Start of AVAILABLE DATA

PR #6810, opened 2021-10-21
Fixed a bunch of missing method mappings

Machine-Maker:
Just found with a simple `\s\w\(` regex search, probably more out there.

### DIFF
--- a/build-data/mappings-patch.tiny
+++ b/build-data/mappings-patch.tiny
@@ -28,18 +28,16 @@ c	net/minecraft/server/level/WorldServer	net/minecraft/server/level/ServerLevel
 c	net/minecraft/world/level/SpawnerCreature$d	net/minecraft/world/level/NaturalSpawner$SpawnState
 	m	(Lnet/minecraft/world/entity/EnumCreatureType;I)Z	a	canSpawnForCategory
 
-# missed mapping?
-c	net/minecraft/world/level/block/MultifaceBlock	net/minecraft/world/level/block/MultifaceBlock
-	m	(Lnet/minecraft/world/level/block/state/IBlockData;Lnet/minecraft/world/level/IBlockAccess;Lnet/minecraft/core/BlockPosition;Lnet/minecraft/core/EnumDirection;)Lnet/minecraft/world/level/block/state/IBlockData;	c	getStateForPlacement
-
-# another missed one
-c	net/minecraft/server/players/UserCache	net/minecraft/server/players/GameProfileCache
-	m	(Ljava/lang/String;)Ljava/util/Optional;	getProfile	get
-		p	0		name
-
-# change dimension in ServerPlayer
+# CraftBukkit adds a TeleportCause to methods in ServerPLayer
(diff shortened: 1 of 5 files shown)


MiniDigger (approved):

build-data/mappings-patch.tiny
```diff
@@ -63,3 +70,78 @@ c	net/minecraft/world/entity/EntityInsentient	net/minecraft/world/entity/Mob
 # Craftbukkit overloads convertTo in Mob adding various API reasons
 c	net/minecraft/world/entity/EntityInsentient	net/minecraft/world/entity/Mob
 	m	(Lnet/minecraft/world/entity/EntityTypes;ZLorg/bukkit/event/entity/EntityTransformEvent$TransformReason;Lorg/bukkit/event/entity/CreatureSpawnEvent$SpawnReason;)Lnet/minecraft/world/entity/EntityInsentient;	a	convertTo
+
+# Craftbukkit changes the return type of DefaultDispenseItemBehavior#spawnItem
+c	net/minecraft/core/dispenser/DispenseBehaviorItem	net/minecraft/core/dispenser/DefaultDispenseItemBehavior
+	m	(Lnet/minecraft/world/level/World;Lnet/minecraft/world/item/ItemStack;ILnet/minecraft/core/EnumDirection;Lnet/minecraft/core/ISourceBlock;)Z	a	spawnItem
+
+# Missed mappings
+c	net/minecraft/core/dispenser/IDispenseBehavior$24	net/minecraft/core/dispenser/DispenserItemBehavior$24
```
jpenilla: `DispenserItemBehavior` doesn't exist, it's `DispenseItemBehavior`, additionally this mapping is already present in the generated mappings, the issue seems to maybe be with mercury not remapping it properly? That is unless the inner classes somehow got mismatched in the generated mappings. Either way this mapping is wrong because the inner class name is not 24 in both mappings.

jpenilla (changes requested):
I don't have time to review every single mapping here, and I think that actually outlines the problem with this PR, is the maintenance burden for having this many mapping patches which need to be manually reviewed and updated for each version.

I think rather than just grepping the source for missed mappings, we should focus on mapping things which we actually notice and use which would be nice to give a proper name to.

The methods where CraftBukkit added parameters are probably all fine, but they aren't excluded from needing checking and updating with even a minor revision bump. And stuff like the `DispenseItemBehavior` mapping I commented on should questionably be in the mappings patch at all.

build-data/mappings-patch.tiny
Machine-Maker: Huh, why does it actually work then? it does successfully remap the method name inside `DispenseItemBehavior`, either way ill change it. 

As for it not being 24, I just used intellij's structure view tab to see what number it was, and both have it as 24.

jpenilla: https://github.com/PaperMC/paperweight/pull/99

jpenilla (approved):

MiniDigger (approved):

PR #6813, opened 2021-10-21
Fix method name for Critical damage

Doc94:
Only a method name fix, based in comment from the commit where is changes are implemented.
https://github.com/PaperMC/Paper/commit/bb397ba74c034ffe5ae164d774a043cb7bca0472#r58405431


Proximyst (approved):

NoahvdAa (commented):
Patch probably needs to be rebuilt, was this edited by hand?

ghost (approved):

Doc94:
> Patch probably needs to be rebuilt, was this edited by hand?

hand.. but its only rename then in teory this not cause a issue in the patch not (? (based in build check in GitHub CI)

electronicboy (approved):

PR #6817, opened 2021-10-22
Custom biome API

Seggan:
This is probably a most controversial change, due to the scope of the change and due to the fact that I heard upstream was taking a look into this. Currently this is a draft PR so we can discuss about whether this PR is even needed or critique the API (I probably could have done this better). I also have not fully replaced the old `Biome` enum yet or tested this. This might be a job for the maintainers, not for 2nd time contributors like me, so I won't be surprised if this does get closed. TL;DR this is my own idea of a custom biome API

### Todo
- [ ] Test this
- [ ] Replace the `Biome` enum
- [ ] I really want to do away with `BiomeManager` somehow

### DIFF
--- a/build-data/paper.at
+++ b/build-data/paper.at
@@ -246,3 +246,8 @@ public net.minecraft.world.entity.ai.attributes.AttributeSupplier instances
 
 # Add ItemFactory#getSpawnEgg API
 public net.minecraft.world.item.SpawnEggItem BY_ID
+
+# Biome API
+public net.minecraft.world.level.biome.Biome climateSettings
+public net.minecraft.world.level.biome.Biome$ClimateSettings
+public net.minecraft.world.level.biome.Biome$ClimateSettings temperatureModifier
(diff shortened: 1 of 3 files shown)


Machine-Maker:
So just a quick note on replacing the Biome enum, It appears upstream is going to do that, and already has a [PR replacing quite a few of the enums](https://hub.spigotmc.org/stash/projects/SPIGOT/repos/craftbukkit/pull-requests/931/overview) (except Material). So I'd hold of on trying to do that yourself.

Depending on whether we want to probably end up deprecating a lot of this once upstream's removal of the Biome enum takes place, this could be blocked until that happens.

Seggan:
I completely understand, in fact I did mention upstream's interest in this as a potential block in the description.

Owen1212055:
Thank you for your contribution, however, we will most likely be implementing things like this under our registry manipulation API with paper plugins.

We also most likely will be using spigot’s enum removal PR to be able to implement custom types.

If you’re interested in adopting this PR to use our new system, feel free to leave a comment.

PR #6474, opened 2021-08-23
ci: update setup-java action to v2.3.0

sksat:
Updates the setup-java action to v2.3.0 for cache option.

We can cache gradle dependencies by setup-java action now!
https://github.com/actions/setup-java/releases/tag/v2.3.0

PR #6819, opened 2021-10-23
ci: Update gh actions with caching [Supersedes 6474]

NotMyFault:
cc @MiniDigger https://github.com/PaperMC/Paper/pull/6474#issuecomment-904419334

Built in caching reduces the build duration by ~87%, see https://github.com/NotMyFault/Paper/actions/runs/1375290878

### DIFF
--- a/.github/workflows/build.yml
+++ b/.github/workflows/build.yml
@@ -16,22 +16,13 @@ jobs:
                 java: [16]
             fail-fast: true
         steps:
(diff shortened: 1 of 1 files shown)


Proximyst (approved):
Hashing is done in the action, so I’m happy.
https://github.com/actions/setup-java/blob/ae26cabe43aaa84f8539613cdb171b33610fa704/src/cache.ts#L52

PR #6559, opened 2021-09-04
Prevent crashes or kicks from invalid enchantment keys

NoahvdAa:
Fixes #6558. I felt like this is worth patching since it can be abused on servers that give access to creative mode (or servers with some really scuffed command blocks). Swallowing the exception feels like the smallest and easiest solution as there doesn't seem to be a convenient way of checking if a namespacedkey is valid.

PR #6825, opened 2021-10-24
Prevent CraftNamespacedKey induced server crash

### LINKED ISSUE #6558: Server crash when player euqpiting armor with enchant "minecraft:"
### Stack trace

```
https://paste.gg/p/anonymous/d7ab86091ec14d20922fbbe2ef431617/files/76da774522f8406e9309a42f18c43be5/raw
```

### Plugin list

None

/give yourself a armor peice* with enchant "minecraft:" then euqpit it

### Paper version

This server is running Paper version git-Paper-249 (MC: 1.17.1) (Implementing API version 1.17.1-R0.1-SNAPSHOT) (Git: 6fa1983)
Previous version: git-Paper-1618 (MC: 1.12.2)

### Agreements

### Other

_No response_

kennytv:
Bukkit is Bukkit and does not accept empty paths, while Vanilla does. This doesn't actually fix the underlying parsing problem, but properly returns null for (what Bukkit thinks) are invalid locations, instead of throwing an error
Fixes #6558
Closes #6559

### DIFF
--- a/patches/server/0837-Fix-Bukkit-NamespacedKey-shenanigans.patch
+++ b/patches/server/0837-Fix-Bukkit-NamespacedKey-shenanigans.patch
@@ -1,0 +1,19 @@
+From 0000000000000000000000000000000000000000 Mon Sep 17 00:00:00 2001
+From: Nassim Jahnke <jahnke.nassim@gmail.com>
+Date: Sun, 24 Oct 2021 15:49:35 +0200
+Subject: [PATCH] Fix Bukkit NamespacedKey shenanigans
+
+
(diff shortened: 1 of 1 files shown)


NoahvdAa (approved):

Machine-Maker:
This will probably result in items not stacking together right? when an item goes through any bukkit conversion, that invalid resource location is going to be stripped from the item. So it wont stack with other items that havent. Probably a non-issue, but thought I'd mention it.

kennytv:
Yes, tho this will outright remove those empty named enchantments from being saved so the server doesn't just crash, but *actually* fixing this (not just for enchantments) would require the NamespacedKey key regex to be changed, which has one too many implications on all of Bukkit for my taste, and would be a *~~never~~* post-hardfork thing

Proximyst (approved):

PR #3628, opened 2020-06-26
Add Raw Byte Entity Serialization (1.16)

Proximyst:
Adds an unsafe API (feel free to add a "safe" one like last time, Aikar) to serialize & deserialize entity data.

PR #6826, opened 2021-10-24
Add Raw Byte Entity Serialization

JRoy:
Updated version of #3628

https://user-images.githubusercontent.com/10731363/138611513-228d5683-0ff3-4632-8edf-bc0680b09dba.mp4

hacky test code 
```java
  private byte[] data = null;

  public void on(EntityDamageByEntityEvent event) {
    if (event.getDamager() instanceof Player) {
      data = Bukkit.getUnsafe().serializeEntity(event.getEntity());
    }
  }

  @EventHandler()
  public void on(ChatEvent event) {
    if (data != null) {
      Bukkit.getUnsafe().deserializeEntity(data, event.getPlayer().getWorld()).spawnAt(event.getPlayer().getLocation());
    }
  }
```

End of AVAILABLE DATA

Return word for word the lines above from the line with "We can cache" to the line with "### Paper version", including both and leaving out all others.

We can cache gradle dependencies by setup-java action now!
https://github.com/actions/setup-java/releases/tag/v2.3.0

PR #6819, opened 2021-10-23
ci: Update gh actions with caching [Supersedes 6474]

NotMyFault:
cc @MiniDigger https://github.com/PaperMC/Paper/pull/6474#issuecomment-904419334

Built in caching reduces the build duration by ~87%, see https://github.com/NotMyFault/Paper/actions/runs/1375290878

### DIFF
--- a/.github/workflows/build.yml
+++ b/.github/workflows/build.yml
@@ -16,22 +16,13 @@ jobs:
                 java: [16]
             fail-fast: true
         steps:
(diff shortened: 1 of 1 files shown)


Proximyst (approved):
Hashing is done in the action, so I’m happy.
https://github.com/actions/setup-java/blob/ae26cabe43aaa84f8539613cdb171b33610fa704/src/cache.ts#L52

PR #6559, opened 2021-09-04
Prevent crashes or kicks from invalid enchantment keys

NoahvdAa:
Fixes #6558. I felt like this is worth patching since it can be abused on servers that give access to creative mode (or servers with some really scuffed command blocks). Swallowing the exception feels like the smallest and easiest solution as there doesn't seem to be a convenient way of checking if a namespacedkey is valid.

PR #6825, opened 2021-10-24
Prevent CraftNamespacedKey induced server crash

### LINKED ISSUE #6558: Server crash when player euqpiting armor with enchant "minecraft:"
### Stack trace

```
https://paste.gg/p/anonymous/d7ab86091ec14d20922fbbe2ef431617/files/76da774522f8406e9309a42f18c43be5/raw
```

### Plugin list

None

/give yourself a armor peice* with enchant "minecraft:" then euqpit it

### Paper version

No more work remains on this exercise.